== WHAT THE TASK REQUIRES ==
Where does the string "join" appear? Copy every line of the entries below that holds it.

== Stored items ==
PR #5145, opened 2016-07-01
add ofBoundingBox

edap:
I've added a struct that contains the min and max vertices of a `of3dPrimitive`.
it can be used like this. Default values are initialized to (0.0, 0.0, 0.0).
When the primitive move, the bounding box does not get updated.

``` cpp
ofBoxPrimitive geometry;
geometry.computeBoundingBox();
cout << geometry.getBoundingBox().min.x << endl;
cout << geometry.getBoundingBox().max.y << endl;
```

### DIFF
--- a/libs/openFrameworks/3d/of3dPrimitives.cpp
+++ b/libs/openFrameworks/3d/of3dPrimitives.cpp
@@ -211,6 +211,20 @@ void of3dPrimitive::draw() const{
 	draw(OF_MESH_FILL);
 }
 
+ofBoundingBox of3dPrimitive::getBoundingBox() const{
+    ofBoundingBox boundingBox;
+    const vector<glm::vec3>& vertices  = getMesh().getVertices();
+    for(auto v : vertices){
+        if (v.x < boundingBox.min.x) boundingBox.min.x = v.x;
+        if (v.y < boundingBox.min.y) boundingBox.min.y = v.y;
+        if (v.z < boundingBox.min.z) boundingBox.min.z = v.z;
+         if (v.x > boundingBox.max.x) boundingBox.max.x = v.x;
+        if (v.y > boundingBox.max.y) boundingBox.max.y = v.y;
+        if (v.z > boundingBox.max.z) boundingBox.max.z = v.z;
+    }
+    return boundingBox;
+}
+
 //--------------------------------------------------------------
 void of3dPrimitive::drawNormals(float length, bool bFaceNormals) const{
     ofNode::transformGL(ofGetCurrentRenderer().get());
--- a/libs/openFrameworks/3d/of3dPrimitives.h
+++ b/libs/openFrameworks/3d/of3dPrimitives.h
@@ -60,6 +60,7 @@ public:
 
     void setUseVbo(bool useVbo);
     bool isUsingVbo() const;
+    ofBoundingBox getBoundingBox() const;
 protected:
 
     // useful when creating a new model, since it uses normalized tex coords //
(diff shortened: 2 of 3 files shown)


arturoc:
this sounds useful but it would be better if getBoundingBox did compute and returned the bounding box without storing it internally. computing it is a relatively expensive operation but i think it's better for the user to keep those values out of the geometry.

Also to declare a struct in c++ you don't need a typedef you can just do:

```
struct ofBoundingBox{
    ofVec3f min;
    ofVec3f max;
}
```

not sure though about the members of ofBoundingBox or if we could have a more generic class like ofBox, i remember there's a PR for a class similar to ofRectangle in 3d that might be useful for this

edap:
do you mean `ofBoxPrimitive`? or do you mean to create a new class ofBoundingBox that takes care of the things related to the bounding box?

edap:
I've delete the part where the variable was stored. Now the `getBoundingBox` method is returning the min and the max vertices.

```cpp
ofBoxPrimitive geometry;
cout << geometry.getBoundingBox().min.x << endl;
```

edap:
Is there anything that I can do to improve this pull request? Looks like travis failed because it can not retrieve the repository at that time.

underdoeg:
Looks like your code is ok. Only the ios travis job did not compile because of ```fatal: write error: No space left on device```

arturoc:
this should be using glm instead of ofVec3f and also not sure what's the best representation for a bounding box. we should check if for example center, size is not more useful and in any case have the possibility to check that through methods.

perhaps until it's clear what's more useful the member variables can be private, have a constructor for min max and have getter/setter methods for min max center and size

edap:
Sure, I will move to glm. Regarding the 2 other points:
1) "we should check if for example center, size is not more useful". Do you mean to have  `center` as a vector, and `sizes` {x:{min, max}, y:{min,max}, z:{min,max}} relative to the center? Or do you mean to return a ofBoxPrimitive? like in threejs https://github.com/mrdoob/three.js/blob/master/src/extras/helpers/BoundingBoxHelper.js
2)I was thinking that we did not wanted to store any variable internally, as in the second comment in this thread. Did I understand wrong? to me sounds reasonable have setters and getters.

bakercp:
Just one point on naming -- we currently use "bounding box" to refer to 2D boxes in `ofTrueTypeFont`, `ofPolyline` and `ofBitmapFont`.  These are represented with an `ofRectangle`.  I'd suggest that we make the difference clear (2d vs 3d?) or transparent ... That said, those 2d methods should probably be called `getBoundingRectangle` and ofRectangle should be based on `glm::vec2`, rather than `glm::vec3` ... which is kind of an artifact of previously being based on ofPoint, which was a typedef for `ofVec3f`.  

Anyway, just trying to bring clarity between a "box" 3d and a "rectangle" 2d.

edap:
- After @bakercp , as type name I think `ofBoundingBox` is a clear one.
- I have switched to glm::vec3.
- @arturoc  regarding the consideration about save the bbox as a member variable or not, it is not clear to me how to process, as in the first comment you suggest to not store it internally but in the next one you are talking about private member variable. This PR is 2 years old and it is difficult to remember how was the final decision.
- regarding the center, all of3primtives have the vertices relative to the center, the min and max position are relative to the center of the mesh.

danoli3:
We really needed to merge this stuff...

danoli3 (approved):
Clean.

danoli3:
Thank you @edap

PR #5146, opened 2016-07-01
cosmetic fix in simpleShaderInteraction example

mfandl:
while reading the shader examples, I noticed this line in examples/shader/03_simpleShaderInteraction/src/ofApp.cpp:

`shader.setUniform4fv("mouseColor", &mouseColor[0]);`

`mouseColor` itself is a pointer to the beginning of the array and I since I got a bit confused about why it's there, here is a PR where i changed `&mouseColor[0]` to `mouseColor`

hope I am correct about this


arturoc:
thanks!

PR #5147, opened 2016-07-04
ofGLUtils: ofEnable/DisableGLDebugLog: Enables OpenGL debug log

arturoc:
Shows internal GL errors on the console. The log depends on the specific
driver but is of great help catching GL errors


tgfrerer:
You might have to check against either the OpenGL version being > 4.3 (which is when the debug extension was added to core) or the debug extension being available: `ARB_debug_output` to be sure that debug output is possible. <https://www.opengl.org/wiki/Debug_Output>

PR #5162, opened 2016-07-15
Fix mouseScrolled()'s initial inertia behavior

saki7:
See the commit comment for more details and see how to reproduce.


arturoc:
thanks!

PR #5164, opened 2016-07-15
fix Tess crash on teardown

tgfrerer:
- in rare cases Tess has the ability to cause a crash on app teardown,
  because the desctructor attempts to free an internal tesselator object
  repeatedly.
  
  This patch addresses this by checking for the pointer holding the
  Tesselator to be valid before freeing the object. After free, it nulls
  the pointer so that an object already freed cannot be freed again.


arturoc:
this seems like it would be masking the real problem rather than fixing it. that variable shouldn't be accessed at all once the tessellator has been destroyed so the problem seems to be that the object is being destroyed twice which this won't solve but rather hide so it could be even more problematic. can you post a stack trace of the problem to see where it might be coming from?

PR #2034, opened 2022-04-12
Make cjs example compatible with esm

nopeless:
@lpinca

I think this is a better example


lpinca:
Please do it also in the other examples ("server-stats" and "express-session-parse").

nopeless:
I went to sleep before I could see
Thanks for caring 👍

PR #2036, opened 2022-04-21
Examples update: Fix HTTP method

protofarer:
Logout endpoint does not meet spec for HTTP DELETE per https://httpwg.org/specs/rfc7231.html#DELETE, use POST instead.


lpinca:
A lot of APIs use the `DELETE` method to remove a session and it makes sense to me. I don't see the need to change this.

PR #2037, opened 2022-04-21
Fix example: http post instead of delete

protofarer:
Logout endpoint does not meet spec for HTTP DELETE per https://httpwg.org/specs/rfc7231.html#DELETE, use POST instead.


lpinca:
See https://github.com/websockets/ws/pull/2036#issuecomment-1104722312.

PR #2038, opened 2022-04-21
Bugfix: missing else wsconnect

protofarer:
The connection logic needs to be moved into the else block to stop the client from immediately reconnecting after pressing the button to disconnect.


lpinca:
This is by design. When the button is clicked, if there is an already open WebSocket connection, the existing one should be closed and a new one opened.

lpinca:

PR #2046, opened 2022-05-20
Introduce the `'wsClientError'` event

### LINKED ISSUE #2045: Emit abort handshake event

### Description

_No response_

### ws version

8.6.0

### Node.js Version

16

### System

_No response_

### Expected result

During the handleUpgrade it would be nice an event to catch the handshake fail

### Actual result

I'm not able to catch upgrade errors, like in the attached screenshot where the client is sending an invalid _sec-websocket-key_

### Attachments

image

lpinca:
Add the ability to inspect the invalid handshake requests and respond
to them with a custom HTTP response.

Closes #2045

### DIFF
--- a/doc/ws.md
+++ b/doc/ws.md
@@ -9,6 +9,7 @@
   - [Event: 'error'](#event-error)
   - [Event: 'headers'](#event-headers)
   - [Event: 'listening'](#event-listening)
+  - [Event: 'wsClientError'](event-wsclienterror)
   - [server.address()](#serveraddress)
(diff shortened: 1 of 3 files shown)


lpinca:
cc: @emanuele-dedonatis

lpinca:
The event is named after the [`'clientError'`](https://nodejs.org/api/http.html#event-clienterror) and [`tlsClientError`](https://nodejs.org/api/tls.html#event-tlsclienterror) events.

PR #2056, opened 2022-06-08
Add the `WS_NO_{BUFFER_UTIL, UTF_8_VALIDATE}` variables

lpinca:
When set to non empty values, the `WS_NO_BUFFER_UTIL` and
`WS_NO_UTF_8_VALIDATE` environment variables, prevent the optional
`bufferutil` and `utf-8-validate` dependencies  from being required,
respectively.

These might be useful to enhance security in systems where a user can
put a package in the package search path of an application of another
user, due to how the Node.js resolver algorithm works.

### DIFF
--- a/README.md
+++ b/README.md
@@ -68,6 +68,13 @@ necessarily need to have a C++ compiler installed on your machine.
 - `npm install --save-optional utf-8-validate`: Allows to efficiently check if a
   message contains valid UTF-8.
 
+To not even try to require and use these modules, use the
+[`WS_NO_BUFFER_UTIL`](./doc/ws.md#ws_no_buffer_util) and
+[`WS_NO_UTF_8_VALIDATE`](./doc/ws.md#ws_no_utf_8_validate) environment
+variables. These might be useful to enhance security in systems where a user can
+put a package in the package search path of an application of another user, due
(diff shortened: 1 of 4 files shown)


lpinca:
cc: @arhart

arhart:
@lpinca The code looks good, and I've confirmed that setting `WS_NO_BUFFER_UTIL` and/or `WS_NO_UTF_8_VALIDATE` to non-empty strings prevent the calls to `require()`, as expected.

I liked this sentence from the commit message:
>     These might be useful to enhance security in systems where a user can
>     put a package in the package search path of an application of another
>     user, due to how the Node.js resolver algorithm work.

Could you add something like that to the README.md as well? Perhaps like this:
```
To not even try to require and use these modules, use the
[`WS_NO_BUFFER_UTIL`](./doc/ws.md#ws_no_buffer_util) and
[`WS_NO_UTF_8_VALIDATE`](./doc/ws.md#ws_no_utf_8_validate) environment
variables. These might be useful to enhance security in systems where a user can
put a package in the package search path of an application of another
user, due to how the Node.js resolver algorithm work.
```

lpinca:
Done.

arhart:
Thanks, LGTM

PR #2071, opened 2022-08-03
Add "Server" alias to wrapper.mjs to match index.js exports and types

floodfx:
`index.js` exports the contents of `.lib/websocket-server` under the aliases of both `WebSocketServer` and `Server`.  Unfortunately, `wrapper.mjs` only exports `WebSocketServer` not `Server`.  Only exporting `WebSocketServer` breaks the types (i.e. `@types/ws`) and causes build errors (which is how I caught this).  

This commit adds the `Server` alias to `wrapper.mjs`.

### DIFF
--- a/wrapper.mjs
+++ b/wrapper.mjs
@@ -4,5 +4,7 @@ import Sender from './lib/sender.js';
 import WebSocket from './lib/websocket.js';
 import WebSocketServer from './lib/websocket-server.js';
 
-export { createWebSocketStream, Receiver, Sender, WebSocket, WebSocketServer };
+const Server = WebSocketServer;
+
+export { createWebSocketStream, Server, Receiver, Sender, WebSocket, WebSocketServer };
 export default WebSocket;


lpinca:
I would prefer not do it. Users can/should use `WebSocketServer` which works in both CJS and ESM. I can't remove `WebSocket.Server` because it is a breaking change. It is planned for the next major release.

floodfx:
Seems easy to add and consistent with the types and the index.js. If you are going to remove next major release that makes sense but to why not add until then?  Some users will run into errors in the meantime if you don’t.

lpinca:
> If you are going to remove next major release that makes sense but to why not add until then? Some users will run into errors in the meantime if you don’t.

It will only cause unnecessary breakage for people that will start using it. Use `WebSocketServer` instead. Not adding `Server` to the ESM wrapper was an intentional choice.

lpinca:
> breakage because `Server` is not exported there but published as a type

That is not an issue in the library but in the Typescript type definitions that are not maintained by us.

lpinca:

PR #2075, opened 2022-09-14
Add named pipe support for Windows

jacksteamdev:
This PR applies the suggestions from #1808 to add support to the client for named pipes on Windows.

### Cross Platform Example

This example works on both MacOS and Windows.

```javascript
// paths.js

import * as os from 'os'
import { join } from 'path'

let sockPath = join(os.tmpdir(), `ws.example.sock`)
if (os.platform() === 'win32') {
  sockPath = join('\\\\.\\pipe', sockPath)
  console.log('updated sockPath', sockPath)
}

export const sockUrl = `ws+unix:///${sockPath}`
export { sockPath }
```

```javascript
// server.js

import { existsSync, unlinkSync } from 'fs'
import { createServer } from 'http'
import * as os from 'os'
import { WebSocketServer } from 'ws'
import { sockPath } from './paths.js'

const server = createServer()
const wss = new WebSocketServer({ server })

  console.log('server connected')

  ws.on('message', (data) => {
    console.log('data from client', data.toString())
  })

  ws.send('hello')
})

// server.listen() throws if unix domain socket exists
if (os.platform() !== 'win32' && existsSync(sockPath)) {
  unlinkSync(sockPath)
}

server.listen(sockPath)
```

```js
// client.js

import { WebSocket } from 'ws'
import { sockUrl } from './paths.js'

const ws = new WebSocket(sockUrl)
ws.on('open', () => {
  console.log('client socket open')
  ws.send('hello')
})
```

### DIFF
--- a/doc/ws.md
+++ b/doc/ws.md
@@ -2,68 +2,71 @@
 
 ## Table of Contents
 
-- [Class: WebSocketServer](#class-websocketserver)
-  - [new WebSocketServer(options[, callback])](#new-websocketserveroptions-callback)
-  - [Event: 'close'](#event-close)
-  - [Event: 'connection'](#event-connection)
-  - [Event: 'error'](#event-error)
-  - [Event: 'headers'](#event-headers)
-  - [Event: 'listening'](#event-listening)
-  - [Event: 'wsClientError'](#event-wsclienterror)
-  - [server.address()](#serveraddress)
-  - [server.clients](#serverclients)
-  - [server.close([callback])](#serverclosecallback)
-  - [server.handleUpgrade(request, socket, head, callback)](#serverhandleupgraderequest-socket-head-callback)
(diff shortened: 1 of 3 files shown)


lpinca:
The problem with Windows named pipes is that they create ambiguity when used in URLs. The pipe name string specified by `PipeName` in `\\.pipe\PipeName` can include any character other than a backslash.

For example the pipe name string in `\\.\pipe\foo:/bar?bar=baz` is `foo:/bar?bar=baz` but when added to a URL the `?bar=baz` part is parsed as the URL search component. Similarly the `:` character creates ambiguity because it cannot be used as the actual request path separator. The same applies to `:/`.

The feature can only be added with limitations so I think it does not woth the effort.

jacksteamdev:
Closing in favor of #2079

PR #2112, opened 2023-01-23
docs: add error handlers to examples, and improve error event description

dyc3:
- docs: add minimal error handlers to examples
- docs: indicate that failing to handle an error event will crash the process


lpinca:
There were unrelated changes, some missing handlers, and some nits to fix, so I went ahead and pushed https://github.com/websockets/ws/commit/b82682a8d89f7a35b236868e9f0554e953c7fcb3. I did not change the `'error'` event description because crashing on unhandled `'error'` events is standard Node.js behavior.

Thank you anyway.

Issue #1818, opened 2020-11-21
Use Node.js 15 native `EventTarget` object


piranna:
- [x] I've searched for any related issues and avoided creating a duplicate
      issue.

#### Description

Node.js 15 already provides a native implementation of `EventTarget`, so there's no need to use our own implementation. In fact, using both of them at the same time leads to errors.

In my use case, I've created a `Client` class that extends from Node.js native `EventTarget` class, that internally it's using an `ws` instance (and doing some other project specific things), and setting as listeners methods from this `Client` class, with the idea of propagate these errors to the user:

```js
export class Client extends EventTarget
{
  constructor(ws)
  {
    super()

    if(!(ws instanceof WebSocket)) ws = new WebSocket(ws)

    ws.binaryType = 'arraybuffer'

    ws.addEventListener('close', this.#onClose, {once: true})
    ws.addEventListener('error', this.#onError)
    ws.addEventListener('message', this.#onMessage)
    ws.addEventListener('open', this.#onOpen, {once: true})

    this.#ws = ws
  }

  #onClose = this.dispatchEvent.bind(this)
  #onError = this.dispatchEvent.bind(this)
  #onOpen  = this.dispatchEvent.bind(this)
}
```

Problem is, since `ws` is using its own implementation of both `EventTarget` and `Event` classes, when these events gets propagated to the native one, I get the next error:

```js
TypeError [ERR_INVALID_ARG_TYPE]: The "event" argument must be an instance of Event. Received an instance of ErrorEvent
    at new NodeError (node:internal/errors:277:15)
    at EventTarget.dispatchEvent (node:internal/event_target:326:13)
    at WebSocket.onError (/home/piranna/Trabajo/Atos/awrtc_signaling/node_modules/ws/lib/event-target.js:141:16)
    at WebSocket.emit (node:events:329:20)
    at WebSocket.EventEmitter.emit (node:domain:467:12)
    at ClientRequest.<anonymous> (/home/piranna/Trabajo/Atos/awrtc_signaling/node_modules/ws/lib/websocket.js:579:15)
    at ClientRequest.emit (node:events:329:20)
    at ClientRequest.EventEmitter.emit (node:domain:467:12)
    at TLSSocket.socketErrorListener (node:_http_client:478:9)
    at TLSSocket.emit (node:events:329:20) {
  code: 'ERR_INVALID_ARG_TYPE'
}
```

[...]

PR #2116, opened 2023-02-01
Export CloseEvent, ErrorEvent, MessageEvent classes

edolix:
I don't know if you guys like the idea to make these classes public but i ended up implementing the CloseEvent class in one of my project (since i had to trigger it manually).

I thought it would be useful for others so that's the reason for the PR. If you think otherwise, feel free to close it! 

Thanks for the great work on this package 💯

### DIFF
--- a/index.js
+++ b/index.js
@@ -1,11 +1,16 @@
 'use strict';
 
 const WebSocket = require('./lib/websocket');
+const { CloseEvent, ErrorEvent, MessageEvent } = require('./lib/event-target');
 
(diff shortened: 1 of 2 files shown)


lpinca:
Thank you Edoardo but I think it is not a good idea to expose them because

1. We are not strictly following the `EventTarget` specification (#1818).
2. Those events should not be dispatched manually.

edolix:
Sounds good @lpinca! 
Thanks for the quick review - i'll close the PR!

PR #2118, opened 2023-02-13
Allow ws to provide a fallback when bundling for the browser

flashd2n:
Added "browser" property to "exports", which mimics the default behaviour already present by: "browser": "browser.js"

Signed-off-by: Kalin Kostov <k.kostov.eu@gmail.com>


package.json
```diff
@@ -18,6 +18,9 @@
   "main": "index.js",
   "exports": {
     ".": {
+      "browser": {
+        "default": "./browser.js"
+      },
```
lpinca, line 23:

== SOLUTION ==
import { join } from 'path'
let sockPath = join(os.tmpdir(), `ws.example.sock`)
  sockPath = join('\\\\.\\pipe', sockPath)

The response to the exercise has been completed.